I am looking to buy a TV for my kitchen. I haven't bought a TV for a number of years. I currently have a 50" Panasonic Plasma in my lounge so new to all this Qled etc. I have narrowed it down to these 2 TV's but keen to understand is the Qled TV worth the extra £150 i also notice it comes with a 5 year warranty as well.

https://www.currys.co.uk/gbuk/tv-an...ixby-alexa-google-assistant-10206272-pdt.html

-

https://www.currys.co.uk/gbuk/tv-an...ixby-alexa-google-assistant-10206275-pdt.html

Thank you :thumb:


----------



## shl-kelso (Dec 27, 2012)

I would recommend taking a look at Richer Sounds too - you get a price promise/price match and 6 year warranty for free too. 

QLED does offer some performance advantages compared to the cheaper Crystal range so you need to consider if it’s worth it for a kitchen TV, especially if you are using it for just a bit of casual TV viewing. Ideally you would want to go and take a look at both so you could make an informed decision, but that’s just not possible now we are in lockdown again.

For me, having recently replaced a broken Samsung plasma in one of my rooms at home, I chose QLED, but also chose the Q70T model with “faster” processor - 70T range and above use the Quantum 4k processor, whereas the 60T range as a “lite” version of this.
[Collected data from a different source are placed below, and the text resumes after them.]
Issue #787, opened 2015-12-18
Werkzeug debugger pin doesn't appear when using runserver_plus command


YPCrumble:
When I use `runserver_plus` and try to use the interactive console, I get this warning:

> Console Locked
> The console is locked and needs to be unlocked by entering the PIN. You can find the PIN printed out on the standard output of your shell that runs the server.

But the console only shows:

> Performing system checks...

> System check identified no issues (0 silenced).

> Django version 1.9, using settings 'settings.local'
> Development server is running at http://127.0.0.1:8000/
> Using the Werkzeug debugger (http://werkzeug.pocoo.org/)
> Quit the server with CONTROL-C.

sealgair:
I had this same problem, but it turned out I'd disabled the werkzeug logger.  I just added the following to LOGGING['loggers'] in settings.py:

        'werkzeug': {
            'handlers': ['console'],
            'level': 'DEBUG',
            'propagate': True,
        }

trbs:
Anybody have a little of time to add this example to the documentation ? :)

PR #821, opened 2016-02-04
Small update to `runserver_plus` docs for logging settings

linssen:
Ran into #787, and this sorted it. This felt like the right place for it, and the right format, hope it's ok.


camilonova:
Thank you

PR #822, opened 2016-02-05
Updated the runscript docs to match the Django tutorial for Django 1.8+

alasdairnicol:
The current example was causing a bit of confusion on [this stack overflow question](http://stackoverflow.com/questions/35226883/python-django-typeerror-relative-imports-require-the-package-argument/35227881?noredirect=1#comment58173246_35227881), so I've updated the example to more closely match the Django tutorial for Django 1.8+.


camilonova:
Thank you

PR #824, opened 2016-02-07
Improve profile doc

rthouvenin:
While trying the *runprofileserver* command, I got an error while opening the profiling results.
After some investigation I found out that this is because I was using the default profiler (hotshot) as opposed to cProfile.

I am submitting this PR to improve the documentation in the hope that this will help someone with the same issue. I also slightly modified the code of the command to replace "hotsPot" instances with "hotsHot", this the real name is "hotshot" and it may make it easier for someone searching the word.


camilonova:
Thank you

PR #973, opened 2016-10-14
Fix that aliases from SHELL_PLUS_MODEL_ALIASES were not applied.

etienned:
L141 removal is just a cleanup, `app_aliases` was not used in this scope.

Aliases were never applied because `alias` was always reset to `model_name` when they were no prefix on L176.


trbs:
Thanks.

Could you maybe write some tests for this as well ?

PR #978, opened 2016-10-24
Track stable versions of pip requirements

federicobond:
This patch changes the calculation of the latest available version in `pipchecker`:

 **Before**
pipchecker took the latest visible release.

```
celery 3.1.23                    4.0.0rc6 available
```

**Now**
pipchecker will search for all releases (visible and hidden) and select the latest stable one if your declared version is stable (or the latest unstable if not).

```
celery 3.1.23                    3.1.24 available
```

```
celery 4.0.0rc3                  4.0.0rc6 available
```

I would love to hear your feedback about this. If you are wary about changing previous behaviour but think this is a good idea, I could add a command line flag.


trbs:
Thanks !

PR #979, opened 2016-10-31
Django updated the admin search raw id HTML to remove the image

streeter:
The search image [is no longer included](https://github.com/django/django/blob/master/django/contrib/admin/widgets.py#L174-L177) in the HTML for the widget html.


trbs:
Which versions of Django are we talking about ?
Does this work for all versions of Django that are currently supported by Django-Extensions ?

jrd:
Seems to not be there since Django 1.11 (the current minimum supported version)

trbs:
Cool thanks, so then it should be safe to merge the PR :-)

PR #980, opened 2016-11-03
Add autocomplete for inline model admins. Fixes #109

### LINKED ISSUE #109: Use the ForeignKeyAutocompleteAdmin form as in a InlineModelAdmin
Hi,

It seems that there is no way to use the ForeignKeyAutocompleteAdmin form as in a InlineModelAdmin form.

I wanted to display a foreign key in a TabularInline form in my admin, but it seems impossible. That would be an awesome feature to add.

Regards,
Thibault

wolever:
It turns out that the existing admin autocomplete code works perfectly with inline admins; the base class just needs to be refactored into a mixin and a couple little JavaScript things fixed.

### DIFF
--- a/django_extensions/admin/__init__.py
+++ b/django_extensions/admin/__init__.py
@@ -15,12 +15,12 @@ from django.db.models.query import QuerySet
 from django.utils.encoding import smart_str
 from django.utils.translation import ugettext as _
 from django.utils.text import get_text_list
-from django.contrib.admin import ModelAdmin
+from django.contrib import admin
 
 from django_extensions.admin.widgets import ForeignKeySearchInput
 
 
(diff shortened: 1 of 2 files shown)


django_extensions/admin/__init__.py
```diff
@@ -15,12 +15,12 @@
 from django.utils.encoding import smart_str
 from django.utils.translation import ugettext as _
 from django.utils.text import get_text_list
-from django.contrib.admin import ModelAdmin
+from django.contribimport import admin
```
camilonova: This break tests https://travis-ci.org/django-extensions/django-extensions/builds/173107246

Maybe is `from django.contrib import admin`

wolever:
D'oh! Apparently I'm not great at copy+pasting from my codebase.

Pushed an update which I've also run tox over.

PR #983, opened 2016-11-14
Added nopin option to disable pin in runserver_plus

deese:
Using the last source code from github.
Sorry for my fights with github :)

As it uses an environment variable, if the version doesn't support pin, the variable is not used.


trbs:
Thanks !

PR #990, opened 2016-12-01
Add django.contrib.auth.get_user_model to shell+

piotr-szpetkowski:
Sometimes `get_user_model` is much more convenient than fetching the model class by name.

There are some use cases, where people could find it useful. I for example use it to fetch swapped `User` model and to find out which one is currently active and writing `from django.contrib.auth import get_user_model` is quite cumbersome.

Also, it makes it easier to approach a new project, especially if it overrides `User` model in unconventional way.


trbs:
thanks !

PR #995, opened 2017-01-03
Allow clear_cache to specify which cache is to be cleared

goodtune:
- Existing command line interface is maintained
- Providing the optional --cache argument you can alter behaviour
- Output now reflects the cache key that was cleared


trbs:
Thanks !

Issue #998, opened 2017-01-15
error when generating graph with either include or exclude set


tshabs:
In python 2:

`anagement/modelviz.py", line 95, in generate_graph_data
    if relation['target'] in nodes:
TypeError: 'NoneType' object has no attribute '__getitem__'
`

In python 3:

`nt/modelviz.py", line 95, in generate_graph_data
    if relation['target'] in nodes:
TypeError: 'NoneType' object is not subscriptable`

For now I have a fix by adding an if in line 95 to check if relation is None (PR to follow).

GabLeRoux:
Thanks for this, I confirm it works, will wait for `django-extensions==1.7.6`.

I needed `graph_model` quickly so I did this and then it worked;
```bash
pip uninstall django-extensions
pip install git+https://github.com/django-extensions/django-extensions#egg=django-extensions
```

trbs:
New release should be out shortly

PR #999, opened 2017-01-15
fix for issue #998 error when generating graph with either include or…

tshabs:
… exclude set

please see https://github.com/django-extensions/django-extensions/issues/998


trbs:
Thanks !

PR #1002, opened 2017-01-25
Fixed #1001 - Use django.urls when available.

### LINKED ISSUE #1001: Prefer django.urls instead of django.core.urlresolvers
`django.core.urlresolvers` is deprecated and emits warnings.

pelme:


trbs:
Thanks !

PR #1003, opened 2017-01-25
Improved displaying of related field names in diagram

lockie:
Hello!
This little MR drops 'b' prefix and the quotes from the related query names in diagram (otherwise it looks liek this: looks).


trbs:
Thanks !

PR #1007, opened 2017-02-02
Fix `attributes` referenced before assignment

maxnordlund:
This fixes the `--hide-relations-from-fields` flag, or at least that is what triggered this bug in the first place.


trbs:
Thanks !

How much difference that makes in the real world is difficult to judge, but as I got a deal at the time that made the cost difference relatively small so I was happy to move up the range. Also note that certain models are eligible for a cash back deal based on you and a friend buying a screen within a certain time period - there is a thread on AV Forums in their Samsun TV section to share these codes, and it means you potentially could get £100 cash back if you can find someone happy to share their code with you.


----------



## MDC250 (Jan 4, 2014)

Got a QLED last March in Lockdown V1.

Fair improvement on the outgoing Samsung LED which to be fair was quite old and was still happy with but wanted smart TV functionality.

Despite messing around with settings it is fairly dark especially when using say Disney+ or Netflix in UHD, and have to usually alter a preset (for convenience) or can miss a fair bit, Mandalorian is very dark. Suspect in no small let it is positioning in the room. 

Got a cracking soundbar and subwoofer with it, as was a 2019 model. Might be the same going with 2020 models now.


----------



## Andyblue (Jun 20, 2017)

shane_ctr said:


> Hi all,
> 
> I am looking to buy a TV for my kitchen. I haven't bought a TV for a number of years. I currently have a 50" Panasonic Plasma in my lounge so new to all this Qled etc. I have narrowed it down to these 2 TV's but keen to understand is the Qled TV worth the extra £150 i also notice it comes with a 5 year warranty as well.
> 
> ...


Personally, wouldn't buy from Curries, I'd choose either John Lewis or Richer Sounds - have used both and can personally recommend their customer care, esp RS. Both give a comprehensive 5 or 6 year warranty.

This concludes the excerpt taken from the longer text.